Coal remains a “good story” with demand from China and India estimated to grow almost 4 percent a year through to 2020, said Godfrey Gomwe, chief executive officer of Anglo American’s thermal coal unit, in an email.
“We believe that fossil fuels will continue to play a significant role in the global energy mix,” wrote Ivan Glasenberg, CEO of Glencore Xstrata, in the company’s sustainability report last week.
Globally, share prices of thermal coal producers have slid over the past two years on declining demand for the fuel and fears of oversupply. U.S. producer Patriot Coal Corp. filed for bankruptcy last year while Arch Coal Inc. has dropped 71 percent and Peabody 44 percent over the past two years. China Shenhua Energy Co., the nation’s biggest producer, is down 27 percent over the same period while Indonesia’s biggest exporter PT Bumi Resources is off about 80 percent.
“There’s a pretty plausible case that this is the beginning of the end,” said Craig Mackenzie, investment director and head of sustainability at Scottish Widows Investment Partnership, which manages 145 billion pounds ($233 billion) in assets. Scottish Widows divested from pure-play coal producers last year on the prospect that demand for the fuel will continue to wane amid a booming U.S. natural gas market.

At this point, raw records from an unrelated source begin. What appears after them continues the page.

PR #4984, opened 2026-07-29
feat(review): ask for an App Store review after a confirmed transaction

### LINKED ISSUE #4961: Add in-app review prompt after successful transaction (ratings velocity is our store-conversion bottleneck)
## Problem

Vultisig iOS has **62 ratings** (US App Store). Trust Wallet has ~1.7M; Exodus and Zengo each have hundreds of thousands. Ratings count + velocity gate both search rank and product-page conversion on the App Store — before any keyword or metadata work pays off, this is the ceiling. It has been flat at 62 for 14+ days (marketing ASO monitoring).

We rank **#1 for "seedless wallet"** (US App Store) today; with two-digit ratings that position converts a fraction of what it should, and it's fragile.

## Proposal

Trigger the native review prompt (`SKStoreReviewController.requestReview(in:)`, or `AppStore.requestReview(in:)` on iOS 16+) at the moment of highest satisfaction:

- **After a successful send/swap confirmation** — transaction confirmed on-chain, user on the success screen. Not at app open, never after an error.
- App-side throttling before requesting: ≥3 successful transactions AND ≥7 days since install AND not prompted in the last 120 days. (Apple also caps the system prompt at ~3/year and may no-op silently — that's expected.)
- Native sheet only — no custom "rate us" chrome, no incentives (App Store policy-safe).

## Why now

ASO keyword/metadata iteration is underway on the marketing side; its conversion impact is capped by ratings volume. This is the single highest-leverage product change for organic App Store growth right now.

## Acceptance

- Review prompt fires on the success screen under the throttle rules.
- Analytics event logged when the prompt is *shown* (so marketing can correlate ratings velocity to the trigger; note the system won't tell us if the user actually rated).

gastonm5:
## Description

Fixes #4961

Fires the native App Store review sheet at the moment of highest satisfaction — a **confirmed** transaction — behind a throttle. iOS has 62 US ratings against Trust Wallet's ~1.7M, and ratings volume caps what the ASO work can convert.

Prompts when **all** hold: **≥3 confirmed transactions** · **≥7 days since install** · **not prompted in the last 120 days**. Uses SwiftUI's `@Environment(\.requestReview)` (deployment target is iOS 17, so no `SKStoreReviewController` and no window-scene plumbing). Native sheet only — no custom chrome, no incentives.

## 🔴 One acceptance criterion was deliberately not met

The issue asks for an **analytics event when the prompt is shown**. **This app has no analytics of any kind** — no Firebase, Mixpanel, Amplitude, Segment or PostHog (a repo-wide grep returns 48 hits for "Segment", all `SegmentedControl` UI). And `PrivacyInfo.xcprivacy` declares:

```
NSPrivacyTracking:     None
collected data types:  NONE
tracking domains:      NONE
```

Meeting the criterion would mean introducing telemetry to a self-custody wallet that has deliberately never collected anything, updating the privacy manifest, and changing the App Store data-collection disclosure. That's a product and privacy decision, not an implementation detail — so it's **out of scope here and left to its own issue and its own privacy review** (decision: Gaston, 2026-07-29).

It also buys less than it appears: **Apple never reports whether the user actually rated.** The event would record only *"we asked"* — which marketing can already derive from the release date plus these throttle rules, correlated against ratings velocity in App Store Connect.

## Design

`DoneScreen` is the single shared completion component behind every flow — send, swap, co-signer, QBTC claim **and custom-message signing** — so this is one hook rather than five. It observes `statusService.status` reaching `.confirmed`.

- `AppReviewPolicy` — a pure decision function over `(state, now)`. No I/O, fully unit-tested at every boundary (exactly 3, exactly 7 days, exactly 120 days).
- `AppReviewService` — persistence (`UserDefaults`; preference-shaped, and must survive independently of any vault), install-date seeding, and an injected clock so tests never sleep.

## The bug worth reading about

The first cut of the hook counted the transaction and asked the throttle as two **independent** questions, discarding `recordConfirmedTransaction`'s `Bool`. Caught in review, and the exploit is reachable in production:

`DoneStatusServiceFactory.signedMessage()` returns `NoPoller(initialStatus: .confirmed)`, so `SigningKeysignScreen.signedMessageBranch` renders a `DoneScreen` that is **`.confirmed` from the first frame, with an empty hash, and is not a transaction at all**. The empty hash correctly counted nothing — and then it prompted anyway. **Signing a custom message would have burned the 120-day window on a non-transaction.** Same shape for re-entering an already-counted hash after a cooldown lapsed.

Fixed by composing the sequence in the service rather than guarding at the call site, so the ordering is under unit test instead of living in a view:

```swift
func claimReviewPrompt(forConfirmedTransaction id: String) -> Bool {
    guard recordConfirmedTransaction(id: id) else { return false }
    guard shouldRequestReview() else { return false }
    recordPromptShown()
    return true
}
```

An ask can now only be spent off a **newly counted** transaction. Note the service already had idempotency tests — the gap was one layer up, in the view's *use* of them, which service-level tests could never have seen.

Second review finding, also real: `withAnimation` only *schedules* the spring, so the reveal flag flipped ~0.55 s before the hero arrived and the sheet could land on the very animation the guard existed to avoid. Replaced with `hasSettled`, set after awaiting the spring; a `.confirmed` arriving mid-reveal is turned away and retried at the tail of the reveal task, so nothing is dropped.

## Decisions worth a second opinion

- **Install date is seeded honestly, not backdated.** Upgrading users are stamped at upgrade and serve the full 7 days. Backdating would fire at the entire existing base within days of release — the users most likely to have formed opinions, spent on a rushed ask against a 120-day window.
- **Seeding placement is load-bearing.** It sits in the iOS-only `extension VultisigApp` `.onAppear`, before the `-UITesting` early return. ⚠️ `.onAppear` is **not** guaranteed once per launch (the shared `content` backs both `WindowGroup` and `DocumentGroup`) — the **persistence guard**, not the placement, is what makes it a single stamp.
- **Counted-id ring is bounded at 100.** Done screens are reachable only from post-signing flows, never from history, so a 100-transactions-ago hash can't be re-observed; and past a count of 3, an extra increment changes nothing.
- **Co-signer completions count** toward the tally even though the transaction isn't the user's own — a heavy co-signer can reach the threshold without ever sending.
- **The ask is recorded when `requestReview` is called**, even though Apple may silently no-op. There's no feedback from the API, so this can burn the window without a sheet appearing. The issue explicitly accepts that.

## Which feature is affected?

## Checklist

## Additional context

**Gate:** iOS `** TEST SUCCEEDED **` — 4065 tests, 1 skipped, 0 failures (`AppReviewPolicyTests` 18/18, `AppReviewServiceTests` 22/22). macOS `** BUILD SUCCEEDED **`, required because `DoneScreen` is cross-platform and gained `#if os(iOS)`. SwiftLint 0 in touched files.

**No new user-facing strings** — the sheet is entirely system-provided, so there's no localisation work.

Pre-existing and untouched: `DoneScreen.swift:72-75` carries a `#4777` issue reference in a comment, against the repo's no-issue-numbers-in-code rule. It's on `main`, not from this branch.

- **Agent**: Claude Code
- **Issue**: #4961
- **Confidence**: high on the policy, persistence and the claim/spend ordering — all directly unit-tested, including the empty-hash case
- **Needs human review for**: **the sheet itself was never observed.** The system throttles `requestReview` and often suppresses it silently with no API feedback, so its presentation is not meaningfully verifiable in a simulator and no claim is made about it. Also worth a second opinion: the honest-vs-backdated install date, and whether co-signer completions should count toward the tally.

## Summary by CodeRabbit

- **New Features**
  - Added App Store review prompts after eligible confirmed transactions.
  - Review requests are limited by transaction count, installation age, and cooldown periods.
  - Duplicate transactions and repeated prompts are automatically prevented.

- **Bug Fixes**
  - Review prompts now wait until transaction completion animations have settled.
  - Install and prompt history persists across app launches.

- **Tests**
  - Added coverage for review eligibility, throttling, persistence, and duplicate transactions.

### DIFF
--- a/VultisigApp/VultisigApp/App/VultisigApp.swift
+++ b/VultisigApp/VultisigApp/App/VultisigApp.swift
@@ -216,6 +216,13 @@ extension VultisigApp {
                 // funnel can read them without touching @Model.
                 CustomRPCStore.shared.reloadFromStore()
 
+                // Stamp the install date the App Store review throttle waits
+                // on. Idempotent, and deliberately placed at launch rather
+                // than at the first confirmed transaction: the 7-day rule has
+                // to be measured from when the user got the app, not from
+                // when they first happened to transact.
+                AppReviewService.shared.seedInstallDateIfNeeded()
+
                 if ProcessInfo.processInfo.isiOSAppOnMac {
                     continueLogin()
                 }
--- a/VultisigApp/VultisigApp/Components/TransactionDone/DoneScreen.swift
+++ b/VultisigApp/VultisigApp/Components/TransactionDone/DoneScreen.swift
@@ -24,6 +24,9 @@
 //
 
 import SwiftUI
+#if os(iOS)
+import StoreKit
+#endif
 
 struct DoneScreen<
     TokenContent: View,
@@ -33,6 +36,10 @@ struct DoneScreen<
     let input: TransactionDonePayload
 
     @StateObject private var statusService: DoneStatusService
+
+    #if os(iOS)
+    @Environment(\.requestReview) private var requestReview
+    #endif
 
     /// Nav-bar title for the screen. Defaults to "Done"; the initiator
     /// Send/Swap flows pass "Overview" so the in-place keysign→overview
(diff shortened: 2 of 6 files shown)


johnnyluo (approved):
LGTM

Even so, Mackenzie said the divestment campaign has had little to no effect to date, and the sell-off in coal stocks has been driven by fundamentals.
“It’s quite easy to paint a scenario where coal demand never recovers,” Mackenzie said. “Gas prices are the biggest short-term driver. Over the longer term climate and clean air polices are the structural drivers.”
Like tobacco companies, coal producers may move to paying high dividends to attract investors amid an uncertain longer term future for the fuel, Meisingset said.
A group of 70 investors including California’s two largest public pension funds and F&C Management, holding more than $3 trillion in combined assets, wrote to the world’s top 40 oil, gas, coal and electric power companies in September urging them to assess the risks climate change poses to their business.
International Energy Agency Executive Director Maria van der Hoeven recently described coal as the “biggest elephant in the room” in the debate about how to shift away from fossil fuels to help manage climate risks. Coal-fired power stations remain the cheapest form of energy for developing nations, she said. The agency has said coal demand would need to fall by 3.5 percent a year in the 2020s to meet the 2-degree target.
The World Coal Association, which represents producers including Glencore and BHP, says coal-fueled energy is essential to lift people out of poverty and is calling on governments to increase the efficiency of power plants and for development banks to help fund clean-coal technologies.